L'euthanasie va-t-elle devenir possible en France ? Après avoir réuni pendant plusieurs mois des Français tirés au sort, la Convention citoyenne s'est majoritairement prononcée pour ouvrir une "aide active à mourir", mais à d'importantes conditions. Le chef de l'Etat doit indiquer lundi la suite qu'il entend donner à cette réflexion.
"Pour une majorité de citoyennes et citoyens de la Convention, l'accès à l'aide active à mourir doit être ouvert", dit le rapport validé dimanche par les participants.
Mais cette position, qui recouvre l'ouverture de l'euthanasie et du suicide assisté, comprend "de nombreuses nuances", prévient la Convention qui a désormais conclu ses débats.
Ces derniers réunissaient depuis décembre 184 Français tirés au sort. Le but était d'évaluer, à l'appel du gouvernement, le cadre actuel de la fin de vie en France et la nécessité d'y apporter des changements.
Les débats sur le sujet ont repris à l'initiative du président Emmanuel Macron.
Le chef de l'Etat envisage de longue date de modifier la législation actuelle, fixée par la loi Claeys-Leonetti de 2016. Celle-ci permet aux soignants de mettre sous sédation irréversible des patients proches de la mort, dont le cas est désespéré et les souffrances sont intolérables.
Mais elle ne va pas jusqu'à autoriser une "aide active à mourir", c'est-à-dire une assistance au suicide ou un acte d'euthanasie.
"Acte II"
Un organisme consultatif, le Comité d'éthique (CCNE), a ouvert la voie à une telle évolution, en septembre, en jugeant possible - sous de nombreuses conditions - de légaliser cette aide active à mourir.
Au final, c'est un "oui, mais" au suicide assisté et à l'euthanasie, parallèlement à de nombreuses recommandations pour mieux développer les soins palliatifs.
La Convention confirme que ses participants sont favorables, aux trois quarts, à une ouverture de l'aide active à mourir, mais avec d'importants garde-fous.
Il ne peut pas, selon eux, y avoir de tel acte sans que le patient ait auparavant bénéficié d'un accompagnement approfondi, et qu'il ait pu à tout moment exprimer sa volonté.
"Le discernement de la personne est une condition essentielle", insiste le rapport. Que faire quand un patient n'est plus en mesure de dire quel est son choix ?
Sur ce sujet, faute de position majoritaire, la Convention ne tranche pas.
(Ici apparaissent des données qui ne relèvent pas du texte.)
PR #1546, opened 2024-11-29
Add Meriones unguiculatus to species list

kabilar:
Reference: http://purl.obolibrary.org/obo/NCBITaxon_10047

### DIFF
--- a/dandi/metadata/util.py
+++ b/dandi/metadata/util.py
@@ -395,7 +395,7 @@ species_map = [
         "Macaca nemestrina",
     ),
     (
-        ["Mongolian gerbil", "Mongolian jird"],
+        ["mongolian gerbil", "mongolian jird"],
         None,
         NCBITAXON_URI_TEMPLATE.format("10047"),
         "Meriones unguiculatus",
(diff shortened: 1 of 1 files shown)


dandi/metadata/util.py
```diff
@@ -394,6 +394,12 @@ def extract_cellLine(metadata: dict) -> str | None:
         NCBITAXON_URI_TEMPLATE.format("9545"),
         "Macaca nemestrina",
     ),
+    (
+        ["Mongolian gerbil", "Mongolian jird"],
```
jwodder, line 398: These need to be lowercase.

jwodder (changes requested):

dandi/metadata/util.py
yarikoptic:
```suggestion
        ["mongolian gerbil", "mongolian jird"],
```

yarikoptic: ideally IMHO we should make code robust to specification here and just `.lower()` then when matching. Or do you see an issue with that @jwodder ?

kabilar:
Thank you, @yarikoptic @jwodder.  Would you be able to make a release this week so that I can notify the user who requested this change?

yarikoptic:
Sure.
I am looking into hopefully finalize
- https://github.com/dandi/dandi-cli/pull/1536

with which we could trigger release... if not - I will generate empty PR to trigger it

De même sur un volet très sensible: l'ouverture de l'euthanasie ou du suicide assisté aux mineurs. Emmanuel Macron, qui reçoit lundi matin les membres de la Convention à l'Elysée, va "tirer les conclusions de ce travail et tracer les voies d'un Acte II dans ce débat national", a précisé dimanche la présidence.
"Oxygène démocratique"
Concrètement, le chef de l'Etat pourrait annoncer le recours à une nouvelle loi pour faire évoluer le dispositif, la voie du référendum n'étant en principe pas ouverte pour ce type de questions sociétales, selon la Constitution.
Concernant les mineurs et le discernement, "on voit bien que ce sont deux sujets très bloquants et donc il n'y a pas forcément un intérêt à aller plus loin en la matière", relève par ailleurs un conseiller présidentiel.
Le président, qui a reçu à dîner début mars plusieurs personnalités - religieux, médecins, intellectuels - pour évoquer le sujet, n'a de son côté rien dévoilé de ses convictions personnelles. "Dès le départ il y a eu la conviction profonde que ce travail ne pouvait pas aboutir à la conclusion qui serait celle d'un homme seul mais plutôt un travail collectif", souligne l'Elysée.
Parallèlement à la Convention, le gouvernement a engagé ses propres travaux de réflexion sous l'égide de la ministre déléguée à la Santé, Agnès Firmin Le Bodo, et de celui chargé du Renouveau démocratique, Olivier Véran En pleine crise politique sur les retraites, la présidence a salué "l'expérience in vivo inédite" de la Convention, dont elle ambitionne de faire un "modèle de participation citoyenne" en Europe.
Il faut arriver, "tout en ayant une démocratie représentative, avec un Parlement, à introduire cette espèce d'oxygène démocratique qui permet de traiter de questions pour lesquelles il n'y a pas nécessité de polariser la société", a esquissé le conseiller présidentiel.
Le gouvernement, qui s'était vu reprocher d'avoir largement négligé les conclusions d'une précédente convention sur le climat, a néanmoins plusieurs fois prévenu qu'il ne reprendrait pas telles quelles celles sur la fin de vie.